Saved entries:
##########

PR #775, opened 2025-01-14
Features/#766 develop h2 grid clustering

### LINKED ISSUE #766: Develop H2 grid clustering
As our data models will have a H2 grid very soonish, I think we need to adjust the H2 grid clustering. So far the H2 buses are automatically clustered depending on the number of CH4 buses (see [here](https://github.com/openego/eTraGo/blob/4c9d46ce7cb6ece349ff34784d03e12be2ff09c8/etrago/cluster/gas.py#L272)). This could even stay like it (although we might want to have different ch4 to h2 grid resolutions (another question!)) - but what we definitely need is some code which aggregates the new H2 lines. As I see it the [gas_postprocessing function ](https://github.com/openego/eTraGo/blob/4c9d46ce7cb6ece349ff34784d03e12be2ff09c8/etrago/cluster/gas.py#L307) has to be also executed and slightly (hopefully) adjusted for the h2 grid and a corresponding busmap. 
Who should tackle this? @CarlosEpia @lenzim97 
@CarlosEpia you probably have the most knowledge here, right?

ClaraBuettner:
Fixes #766


CarlosEpia:
So far, this branch is not dealing with buses with carrier "H2" or "H2_saltcavern".

CarlosEpia:
Since @ClaraBuettner can not be assigned like reviewer, is it OK for you @lenzim97 to review and approve this PR?

ClaraBuettner:
Sorry, I thought I can create a PR and ask myself to review it. I can still do this and either accept that I just leave a comment as an approval or we close this PR and @CarlosEpia creates a new one I can review "officially"

CarlosEpia:
I like the first option better. @ClaraBuettner it is ok for me to receive the approval via comment and merge it when you say it.

etrago/cluster/electrical.py
```diff
@@ -166,7 +166,7 @@ def find_de_closest(network, bus_ne):
         "H2_saltcavern": "power_to_H2",
         "dsm": "dsm",
         "Li ion": "BEV charger",
-        "Li_ion": "BEV_charger",
```
ClaraBuettner, line 169: Li_ion is the carrier that is used in eGon2035 (and we also just changed it in eGon100RE), so it should not be deleted here

etrago/cluster/electrical.py
```diff
@@ -166,7 +166,7 @@ def find_de_closest(network, bus_ne):
...
+        "O2": "power_to_O2",
```
ClaraBuettner, line 169: Did you agree on this with @lenzim97? 
As far as I know there will be no "power_to_O2" link anymore.

etrago/cluster/gas.py
```diff
@@ -960,14 +977,24 @@ def run_spatial_clustering_gas(self):
...
 
         if settings["active"]:
             method = settings["method_gas"]
             logger.info(f"Start {method} clustering GAS")
 
-            gas_network, weight, n_clusters = preprocessing(self)
+            ch4_network, weight_ch4, n_clusters_ch4 = preprocessing(
+                self, "CH4"
+            )
+            if scn not in ["eGon2035", "status2019"]:
```
ClaraBuettner, line 994: Do you think there is a more generic way for this, like checking if there are H2-pipelines? 
If it stays like this we have to check for each new scenario if it is correct.

etrago/appl.py
```diff
@@ -124,6 +124,7 @@
         "cluster_foreign_AC": False,  # take foreign AC buses into account, True or False
         "method_gas": "kmedoids-dijkstra",  # choose clustering method: kmeans or kmedoids-dijkstra
         "n_clusters_gas": 14,  # total number of resulting CH4 nodes (DE+foreign)
+        "n_clusters_h2": 14,  # total number of resulting H2 nodes (DE+foreign)
```
ClaraBuettner, line 127: This needs to be changed in the args.json as well

etrago/appl.py
```diff
@@ -124,6 +124,7 @@
         "cluster_foreign_AC": False,  # take foreign AC buses into account, True or False
         "method_gas": "kmedoids-dijkstra",  # choose clustering method: kmeans or kmedoids-dijkstra
         "n_clusters_gas": 14,  # total number of resulting CH4 nodes (DE+foreign)
```
ClaraBuettner, line 126: I always need at least 15 gas and H2 buses. Is that correct? If yes, I would change the default value here

etrago/cluster/electrical.py
lenzim97: Yes correct, i changed the carrier for the O2-links to "PtH2_O2", so there is no more "power_to_O2"-links

ClaraBuettner: I am still not completely sure if that is the right place for adding the O2 buses and links to the clustering. 
@CarlosEpia: When I remember correctly, the list above is related to components that should be clustered considering the AC nodes and their new clusters, right? 
But the O2-components are rather connected to the electrolyzers, which are not always clustered in this part if I am not mistaken. 
I am mainly wondering because I get a huge warning when I run the clustering that the ~1400 O2-buses have no direct connection to the AC buses.

ClaraBuettner:
I am afraid, we need some more changes in the clustering for the 100%-scenario since some connections were added or changed. 
But since this is not only connected to the clustering of the H2 grid, I will create a new issue for that. 
That way, we can hopefully merge this one soon :)

CarlosEpia:
Sure. I will apply the changes regarding your comments and we can proceed with another issue to deal with the new changes in the structure of the model.

etrago/cluster/gas.py
CarlosEpia: Change done in a9bdfe01c2e285637fb9d539d3d484f4e4d98b45

etrago/appl.py
CarlosEpia: Changed in 2194e60ba83855ce305a0d886e27e39f62242913

etrago/appl.py
CarlosEpia: Changed in 2194e60ba83855ce305a0d886e27e39f62242913

CarlosEpia:
@ClaraBuettner I already apply the required changes. As you mentioned, some extra changes are required to have this clustering working with the last version of eGon100RE

etrago/cluster/electrical.py
CarlosEpia: acf4ca46f58164ed5d17989ce1177a30c5373fde

etrago/cluster/electrical.py
CarlosEpia: This change was discarded in acf4ca46f58164ed5d17989ce1177a30c5373fde to be done in issue #782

##########

PROBLEM REQUIREMENTS:
From the first line to the last, please write out the entries exactly.

ANSWER TO THIS EXERCISE:
PR #775, opened 2025-01-14
Features/#766 develop h2 grid clustering

### LINKED ISSUE #766: Develop H2 grid clustering
As our data models will have a H2 grid very soonish, I think we need to adjust the H2 grid clustering. So far the H2 buses are automatically clustered depending on the number of CH4 buses (see [here](https://github.com/openego/eTraGo/blob/4c9d46ce7cb6ece349ff34784d03e12be2ff09c8/etrago/cluster/gas.py#L272)). This could even stay like it (although we might want to have different ch4 to h2 grid resolutions (another question!)) - but what we definitely need is some code which aggregates the new H2 lines. As I see it the [gas_postprocessing function ](https://github.com/openego/eTraGo/blob/4c9d46ce7cb6ece349ff34784d03e12be2ff09c8/etrago/cluster/gas.py#L307) has to be also executed and slightly (hopefully) adjusted for the h2 grid and a corresponding busmap. 
Who should tackle this? @CarlosEpia @lenzim97 
@CarlosEpia you probably have the most knowledge here, right?

ClaraBuettner:
Fixes #766


CarlosEpia:
So far, this branch is not dealing with buses with carrier "H2" or "H2_saltcavern".

CarlosEpia:
Since @ClaraBuettner can not be assigned like reviewer, is it OK for you @lenzim97 to review and approve this PR?

ClaraBuettner:
Sorry, I thought I can create a PR and ask myself to review it. I can still do this and either accept that I just leave a comment as an approval or we close this PR and @CarlosEpia creates a new one I can review "officially"

CarlosEpia:
I like the first option better. @ClaraBuettner it is ok for me to receive the approval via comment and merge it when you say it.

etrago/cluster/electrical.py
```diff
@@ -166,7 +166,7 @@ def find_de_closest(network, bus_ne):
         "H2_saltcavern": "power_to_H2",
         "dsm": "dsm",
         "Li ion": "BEV charger",
-        "Li_ion": "BEV_charger",
```
ClaraBuettner, line 169: Li_ion is the carrier that is used in eGon2035 (and we also just changed it in eGon100RE), so it should not be deleted here

etrago/cluster/electrical.py
```diff
@@ -166,7 +166,7 @@ def find_de_closest(network, bus_ne):
...
+        "O2": "power_to_O2",
```
ClaraBuettner, line 169: Did you agree on this with @lenzim97? 
As far as I know there will be no "power_to_O2" link anymore.

etrago/cluster/gas.py
```diff
@@ -960,14 +977,24 @@ def run_spatial_clustering_gas(self):
...
 
         if settings["active"]:
             method = settings["method_gas"]
             logger.info(f"Start {method} clustering GAS")
 
-            gas_network, weight, n_clusters = preprocessing(self)
+            ch4_network, weight_ch4, n_clusters_ch4 = preprocessing(
+                self, "CH4"
+            )
+            if scn not in ["eGon2035", "status2019"]:
```
ClaraBuettner, line 994: Do you think there is a more generic way for this, like checking if there are H2-pipelines? 
If it stays like this we have to check for each new scenario if it is correct.

etrago/appl.py
```diff
@@ -124,6 +124,7 @@
         "cluster_foreign_AC": False,  # take foreign AC buses into account, True or False
         "method_gas": "kmedoids-dijkstra",  # choose clustering method: kmeans or kmedoids-dijkstra
         "n_clusters_gas": 14,  # total number of resulting CH4 nodes (DE+foreign)
+        "n_clusters_h2": 14,  # total number of resulting H2 nodes (DE+foreign)
```
ClaraBuettner, line 127: This needs to be changed in the args.json as well

etrago/appl.py
```diff
@@ -124,6 +124,7 @@
         "cluster_foreign_AC": False,  # take foreign AC buses into account, True or False
         "method_gas": "kmedoids-dijkstra",  # choose clustering method: kmeans or kmedoids-dijkstra
         "n_clusters_gas": 14,  # total number of resulting CH4 nodes (DE+foreign)
```
ClaraBuettner, line 126: I always need at least 15 gas and H2 buses. Is that correct? If yes, I would change the default value here

etrago/cluster/electrical.py
lenzim97: Yes correct, i changed the carrier for the O2-links to "PtH2_O2", so there is no more "power_to_O2"-links

ClaraBuettner: I am still not completely sure if that is the right place for adding the O2 buses and links to the clustering. 
@CarlosEpia: When I remember correctly, the list above is related to components that should be clustered considering the AC nodes and their new clusters, right? 
But the O2-components are rather connected to the electrolyzers, which are not always clustered in this part if I am not mistaken. 
I am mainly wondering because I get a huge warning when I run the clustering that the ~1400 O2-buses have no direct connection to the AC buses.

ClaraBuettner:
I am afraid, we need some more changes in the clustering for the 100%-scenario since some connections were added or changed. 
But since this is not only connected to the clustering of the H2 grid, I will create a new issue for that. 
That way, we can hopefully merge this one soon :)

CarlosEpia:
Sure. I will apply the changes regarding your comments and we can proceed with another issue to deal with the new changes in the structure of the model.

etrago/cluster/gas.py
CarlosEpia: Change done in a9bdfe01c2e285637fb9d539d3d484f4e4d98b45

etrago/appl.py
CarlosEpia: Changed in 2194e60ba83855ce305a0d886e27e39f62242913

etrago/appl.py
CarlosEpia: Changed in 2194e60ba83855ce305a0d886e27e39f62242913

CarlosEpia:
@ClaraBuettner I already apply the required changes. As you mentioned, some extra changes are required to have this clustering working with the last version of eGon100RE

etrago/cluster/electrical.py
CarlosEpia: acf4ca46f58164ed5d17989ce1177a30c5373fde

etrago/cluster/electrical.py
CarlosEpia: This change was discarded in acf4ca46f58164ed5d17989ce1177a30c5373fde to be done in issue #782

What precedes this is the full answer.